Search the records for the string "deprecation" and copy every line where it turns up.

··· Task inputs

PR #971, opened 2021-11-01
Make sonata-project/doctrine-extensions an optional dependency

core23:
## Subject

Supports https://github.com/sonata-project/SonataBlockBundle/pull/958

The only class that requires the dependency is deprecated.

## Changelog

```markdown
### Changed
- `sonata-project/doctrine-extensions` is an optional dependency now
```


VincentLanglet (dismissed):

phansys (commented):
Even if the class requiring this package is deprecated, I think we should add an entry in the `suggest` section about this dependency.

core23:
> Even if the class requiring this package is deprecated, I think we should add an entry in the `suggest` section about this dependency.

Not a big fan of this. We should not advertise the usage of a deprecated functionality.

We only use the `suggests` section to recommend other feature-rich projects (e.g. menu, admin, messenger) not for such small atomic methods.

phansys:
>Not a big fan of this. We should not advertise the usage of a deprecated functionality.

I'm not happy suggesting a dependency for a deprecated feature neither, but I think the situation is tricky and can be considered a bug by users trying to use a feature that requires a dependency which is not installed nor suggested.
BTW, don't take my concern as a blocker.

VincentLanglet:
> > Not a big fan of this. We should not advertise the usage of a deprecated functionality.
> 
> I'm not happy suggesting a dependency for a deprecated feature neither, but I think the situation is tricky and can be considered a bug by users trying to use a feature that requires a dependency which is not installed nor suggested. BTW, don't take my concern as a blocker.

IMHO I'm not a big fan of removing a dependency when we deprecate something.
The user could use the deprecated class without any occurence of the removed dependency and ends up with a crash.
Maybe instead of a suggest, we should at least add some line in the upgrade note.

core23:
> Maybe instead of a suggest, we should at least add some line in the upgrade note.

Done

VincentLanglet (dismissed):

UPGRADE-4.x.md
```diff
@@ -1,6 +1,13 @@
 UPGRADE 4.x
 ===========
 
+UPGRADE FROM 4.7 to 4.x
+=======================
+
+### `sonata-project/doctrine-extensions` is optional
+
+By deprecating `Sonata\BlockBundle\Model\BlockManagerInterface`, the doctrine extension library is now optional.
```
phansys:
```suggestion
By deprecating `Sonata\BlockBundle\Model\BlockManagerInterface`, the doctrine extensions library is now optional.
```

phansys (dismissed):

VincentLanglet (approved):

phansys (approved):

phansys:
Thank you @core23!

PR #998, opened 2021-12-19
POC - Use Symfony cache

### LINKED ISSUE #663: Remove Sonata Cache
We should use symfony cache instead.

Even the doctrine cache was just deprecated in favor of symfony cache:
https://github.com/doctrine/DoctrineCacheBundle#deprecation-warning

VincentLanglet:
## Subject

Closes #663.

## Changelog

```markdown
### Added
- Support for Symfony Cache

### Deprecated
- Support for Sonata Cache
```


src/DependencyInjection/SonataBlockExtension.php
```diff
@@ -69,6 +69,11 @@ public function load(array $configs, ContainerBuilder $container): void
         $loader->load('exception.xml');
         $loader->load('commands.xml');
 
+        // NEXT_MAJOR: Remove this check and the legacy_core.xml file.
+        if (class_exists(\Sonata\Cache\CacheManagerInterface::class)) {
```
VincentLanglet, line 73: I added this in order to keep the old behavior by overriding the service if the user installed SonataCache.

src/Resources/config/core.xml
```diff
@@ -31,7 +31,7 @@
             <argument type="service" id="sonata.block.renderer"/>
             <argument type="service" id="sonata.block.context_manager"/>
             <argument type="service" id="event_dispatcher"/>
-            <argument type="service" id="sonata.cache.manager" on-invalid="ignore"/>
+            <argument type="service" id="TODO" on-invalid="ignore"/>
```
VincentLanglet, line 34: I dunno what to use as id for the symfony cache, help @sonata-project/contributors

src/Templating/Helper/BlockHelper.php
```diff
@@ -114,23 +117,26 @@ class BlockHelper
...
+        $cacheItemPool = null,
         ?HttpCacheHandlerInterface $cacheHandler = null,
         ?Stopwatch $stopwatch = null
     ) {
         $this->blockServiceManager = $blockServiceManager;
         $this->cacheBlocks = $cacheBlocks;
         $this->blockRenderer = $blockRenderer;
         $this->eventDispatcher = $eventDispatcher;
-        $this->cacheManager = $cacheManager;
+        $this->cacheItemPool = $cacheItemPool;
```
VincentLanglet, line 139: I need to add a deprecation here.

src/Resources/config/core.xml
wbloszyk: sonata.symfony_cache

VincentLanglet: I don't think that's right, sonata shouldn't be in the id I'm looking for.
Event dispatcher from symfony has id `event_dispatcher`.
Here, I'm looking for the symfony service implementing the `CacheItemPoolInterface` interface.

VincentLanglet: I also need to replace the `sonata.cache.noop` occurences.
https://github.com/sonata-project/SonataBlockBundle/search?q=sonata.cache.noop

wbloszyk: My bad. In this place we should inject service by alias. Then alias can be configure in files core/legacy_core. Also deprecation can be easy add in legacy_core. In 5.x corrrct service can be inject directly. Then `sonata.cache_manager_alias` can be used

VincentLanglet:
I think I made a mistake.
`CacheManagerInterface` cannot be replaced by CacheItemPoolInterface, but more by something like container, which return cache services.

src/Resources/config/core.xml
VincentLanglet: I think I made a huge mistake thinking CacheManagerInterface could be replaced by CacheItemPoolInterface.
But a CacheManagerInterface returns CacheServices, and CacheServices can be replaced by CacheItemPoolInterface.

So the cache_manager_alias, should be something like the container in the symfony case. This way with a service id, it returns the cache service with this id. But still I don't know what's the "recorder" in this case and how to deal with extra_cache_keys...

PR #1464, opened 2022-08-02
Fix writing temp output file (AR-1633)

james0209:
## Curent problem
The current implementation creates a TemporaryDirectory for the runner.py to write the output message to. This works great locally, but is causing issues with permissions when run on qp_external (mounting a tempdir in a Docker on Docker situation is causing Permission Denied Error 13 errors).

## Solution
The solution in this PR is to use an already existing volume (which mounts the user's ~/.autoreduce to /home/isisautoreduce/.autoreduce) and write the file there. The same file (output.txt) can be used be re-written as a copy is then made in the database. 

## Further Work
For local deployments, there is use of chmod 777 on all of the volume binds - we should look into changing this in the future if possible (either lower permission level or use something like chown?). These chmod's do not apply when the AUTOREDUCTION_PRODUCTION env var is set.


autoreduce_qp/queue_processor/reduction/process_manager.py
```diff
@@ -32,75 +31,67 @@ def __init__(self, message: Message, run_name: str, software: Software) -> None:
...
+
+            # Return a client configured from environment variables
+            # The environment variables used are the same as those used by the Docker command-line client
+            # https://docs.docker.com/engine/reference/commandline/cli/#environment-variables
+            client = docker.from_env()
+
+            image = get_correct_image(client, self.software)
+
+            if "AUTOREDUCTION_PRODUCTION" in os.environ:
+                reduced_data = Path('/instrument')
```
Pasarus, line 50: Could this line be added to our test code coverage?

Pasarus (changes requested):

autoreduce_qp/queue_processor/reduction/process_manager.py
james0209: I don't think it's worth it as it's just a variable assignment. Codecov just has a weird thing with if-else statements (even if it's just assigning a variable)

Pasarus: I appreciate that, however, the code after this variable assignment has different output based on the variable assignment right?

Pasarus (approved):

PR #1465, opened 2022-08-02
Update setup-python to v4.1.0

Pasarus:
Run tests CI passes

#AR-1636

### DIFF
--- a/.github/workflows/run-tests.yml
+++ b/.github/workflows/run-tests.yml
@@ -14,7 +14,7 @@ jobs:
       - uses: actions/checkout@v2
 
       - name: Set up Python
-        uses: actions/setup-python@v2
+        uses: actions/setup-python@v4.1.0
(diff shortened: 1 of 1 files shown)


.github/workflows/run-tests.yml
```diff
@@ -14,7 +14,7 @@ jobs:
       - uses: actions/checkout@v2
 
       - name: Set up Python
-        uses: actions/setup-python@v2
+        uses: actions/setup-python@v4.1.0
```
DanNixon, line 17:
```suggestion
        uses: actions/setup-python@v4
```

`v4` == `v4.*` which seems more like what we actually want.

DanNixon (changes requested):

james0209 (approved):

DanNixon (approved):

PR #1496, opened 2022-09-01
Use the DJANGO_SECRET_ENV environment variable for key

### LINKED ISSUE #1483: Make Queue-Processor and REST-API get SECRET_KEY from env
Currently, the Django Secret Key is public and hard-coded into the queue-processor and rest-api. This is insecure and should be changed to the implementation in the frontend.

The frontend uses:

`SECRET_KEY = os.getenv('DJANGO_SECRET_KEY')`

Changes that need doing:

Generate secret keys for qp and rest-api, add them to Ansible vault (prod and a fake key for dev vault)

Change qp and rest-api to get secret key from env (like in command above)

Add reference to Django Secret Key in rest_api, queue_processor, and qp_external roles (rest-api shares K8s Secret with frontend, so either have DJANGO_FRONTEND_SECRET_KEY and DJANGO_REST_API_SECRET_KEY or create seperate Secret for rest-api) (First option would be easier to not have multiple Secrets with same data apart from one line)

Pasarus:
### Summary of work

I checked that the queue-processor has the DJANGO_SECRET_ENV environment variable, in the k8s repo we have a secrets file [here](https://github.com/autoreduction/k8s/blob/b50f70f6506a6c3eab2d688713008e473f00191a/ansible/roles/queue_processor/templates/qp-secret.yaml#L8), and that is given the queue-processor in the k8s repo aswell as a secretRef in this [file](https://github.com/autoreduction/k8s/blob/b50f70f6506a6c3eab2d688713008e473f00191a/ansible/roles/queue_processor/templates/deployment.yaml#L31)

### How to test your work

Just code review here.

### Additional comments

Fixes #1483 

No release notes as not user facing and just a security update.

### DIFF
--- a/autoreduce_qp/autoreduce_django/settings.py
+++ b/autoreduce_qp/autoreduce_django/settings.py
@@ -9,6 +9,7 @@ https://docs.djangoproject.com/en/3.2/topics/settings/
 For the full list of settings and their values, see
 https://docs.djangoproject.com/en/3.2/ref/settings/
 """
+import os
 from pathlib import Path
 
 from autoreduce_db.autoreduce_django.settings import DATABASES as autoreduce_db_settings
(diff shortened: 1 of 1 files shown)


DanNixon (approved):
:+1:

DanNixon:
FWIW https://github.com/autoreduction/k8s/blob/b50f70f6506a6c3eab2d688713008e473f00191a/ansible/roles/qp_external/tasks/deploy_qp.yaml#L27 is where the variable is set for the external queue processor (which is currently the one we use).

PR #825, opened 2024-01-10
Box<T>.GetValue()

### LINKED ISSUE #824: Add Box<T>.GetValue() extension method
### Overview

Now to get the boxed value, we need to use an implicit cast to the boxed type. The compiler cannot always make such an implicit cast, especially for generic methods. At first, the compiler tries to pass a Box<T> instance to a generic method and does not perform implicit type casting. In this case, developers are forced to call an explicit instance cast to the boxed type. For example `Assert.AreEqual(value, (boxedType)box)`. I believe that it will be more convenient for developers to use the **`GetValue()`** extension method to get the boxed value, rather than calling an explicit cast to the boxed type.

Using the `GetReference()` method is less preferable because this method is unsafe and allows the boxed value to be modified. The `GetReference()` method is intended primarily for rare scenarios where changing a boxed value without creating a new instance can improve code performance and the developer understands why he is using this method.

So I suggest adding an extension method `Box<T>.GetValue()` to safely get the boxed value. This method will be safe, developer-friendly, and compiler-friendly in generic methods.

### API breakdown

```csharp
public static class BoxExtensions
{
    public static T GetValue<T>(this Box<T> box) where T : struct => (T)box;
}
```

### Usage example

`Assert.AreEqual(value, box.GetValue());`

### Breaking change?

No

### Alternatives

Use the dangerous `GetReference()` method.

### Additional context

_No response_

### Help us help you

AlexRadch:
**Closes #824**

## PR Checklist

- [ ] New component

### DIFF
--- a/src/CommunityToolkit.HighPerformance/Box{T}.cs
+++ b/src/CommunityToolkit.HighPerformance/Box{T}.cs
@@ -218,4 +218,35 @@ public static class BoxExtensions
         // this doesn't really matter in this case anyway.
         return ref Unsafe.Unbox<T>(box);
     }
+
+    /// <summary>
+    /// Gets a <typeparamref name="T"/> value from a <see cref="Box{T}"/> instance.
+    /// </summary>
+    /// <typeparam name="T">The type of value to retrieve.</typeparam>
+    /// <param name="box">The input <see cref="Box{T}"/> instance.</param>
+    /// <returns>The <typeparamref name="T"/> boxed value within <paramref name="box"/>.</returns>
+    [MethodImpl(MethodImplOptions.AggressiveInlining)]
+    public static T GetValue<T>(this Box<T> box)
+        where T : struct
+    {
+        // The reason why this method is an extension and is not part of
+        // the Box<T> type itself is that Box<T> is really just a mask
+        // used over object references, but it is never actually instantiated.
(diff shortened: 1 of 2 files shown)


src/CommunityToolkit.HighPerformance/Box{T}.cs
```diff
@@ -218,4 +218,35 @@ public static class BoxExtensions
...
     }
+
+    /// <summary>
+    /// Gets a <typeparamref name="T"/> value from a <see cref="Box{T}"/> instance.
+    /// </summary>
+    /// <typeparam name="T">The type of value to retrieve.</typeparam>
+    /// <param name="box">The input <see cref="Box{T}"/> instance.</param>
+    /// <returns>The <typeparamref name="T"/> boxed value within <paramref name="box"/>.</returns>
+    [MethodImpl(MethodImplOptions.AggressiveInlining)]
+    public static T GetValue<T>(this Box<T> box)
```
Sergio0694, line 229: As a side point to the fact we're not planning on adding any new APIs to the `Box<T>` type, keep in mind that this method is also not really doing anything anyway, as there's already the implicit operator that's doing this. So this would really just be a slightly different syntax for doing what is already possible via just implicit conversion (or cast).

PR #966, opened 2024-10-25
Add support for partial properties for [ObservableProperty]

### LINKED ISSUE #555: Add support for [ObservableProperty] on partial properties
### Overview

This issue tracks adding support for partial properties to the `[ObservableProperty]` generator. This is blocked on https://github.com/dotnet/csharplang/issues/6420, so support for this will have to wait for that first (hopefully in the C# 12 timeframe).

### API breakdown

The changes are pretty straightforward: properties will also be allowed on `[ObservableProperty]`:

```diff
-[AttributeUsage(AttributeTargets.Field, AllowMultiple = false, Inherited = false)]
+[AttributeUsage(AttributeTargets.Field | AttributeTargets.Property, AllowMultiple = false, Inherited = false)]
 public sealed class ObservablePropertyAttribute : Attribute
 {
 }
```

Analyzers will also need to be added to ensure that the annotated properties are partial and valid.

### Usage example

Code like this:

```csharp
[ObservableProperty] 
public partial string Name { get; private set; }
```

······

**Exercise solution:**
https://github.com/doctrine/DoctrineCacheBundle#deprecation-warning
VincentLanglet, line 139: I need to add a deprecation here.
wbloszyk: My bad. In this place we should inject service by alias. Then alias can be configure in files core/legacy_core. Also deprecation can be easy add in legacy_core. In 5.x corrrct service can be inject directly. Then `sonata.cache_manager_alias` can be used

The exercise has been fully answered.